Марья умеет поладить с Петром. Есть у царя слабость к врачеванию, желание всех лечить, давать советы — царевне ничего не стоит эти советы с великой благодарностью и вниманием слушать. Так и оказывается она в 1716 году на водах в Карлсбаде (ведь Европа — это же интересно!), откуда Петру доносит один из приближенных: «Сестра ваша государыня царевна Мария Алексеевна в пользовании своего здравия пребывает в добром состоянии».
Но через несколько месяцев после почтительного письма начинается дело царевича Алексея. И та же Марья оказывается замешанной в него, потому что, если и не любила племянника, его одного считала законным наследником — не детей же Екатерины I! Такого Петр и не думал прощать. Марью ждала жестокая опала, монастырь, теперь уже не Александровский.

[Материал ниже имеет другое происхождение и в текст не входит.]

PR #2862, opened 2020-09-17
Defrag shooted seed etcd-main every day.

amshuman-kr:

/area control-plane
/kind post-mortem
/priority critical

Defrag shooted seed etcd-main every day. This is to temporarily mitigate the high load on seed apiserver from recent changes.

Может, решил Петр, что хватит двух опальных, хотя уже и умерших, царевен на одну слободу. Может, не хотел превращать монастырь в настоящую тюрьму — только что были привезены туда монахини, замешанные в деле опальной царицы Евдокии Лопухиной. Мало ли что была Евдокия женой бывшей, опостылевшей, ненавистной! Достаточно ей засмотреться на другого, как предмет увлечения ее, некий Глебов, был посажен на кол, а царица оказалась в настоящей тюрьме. Как пелось в народной песне тех лет:
Постригись, моя немилая, Посхимись, моя постылая! На постриженье дам сто рублев, На посхименье дам тысячу.…После затаившихся в шорохе сохнущей травы больничных палат это как обрывок исчезнувшего города. Разворот двухэтажных стен с редкой россыпью мелких окон: чуть ниже — чуть выше, пошире — поуже, всегда в угрюмом плетении кованых решеток. Плиты белокаменной мостовой. Крытое крыльцо. Длинные узкие ступени, вздыбившиеся к широко распахивающимся где-то там, наверху, сводам. Удивительный по остроте (по образу?) контраст: замкнувшаяся в себе, отгородившаяся от мира крепость с настоявшимся травяными отсветами сумраком окон, внутри — в дымке клубящихся невидимой пылью солнечных лучей торжественная палата для людей, для праздников, для «мира». И хотя сегодня не отыщешь в натуре подробностей рисунков слободского кремля, которые делал при Грозном художник датского посольства, ощущение контраста у того далекого рисовальщика было тем же самым. Так, видно, и были задуманы домовая церковь и дворцовая пристройка Василия III.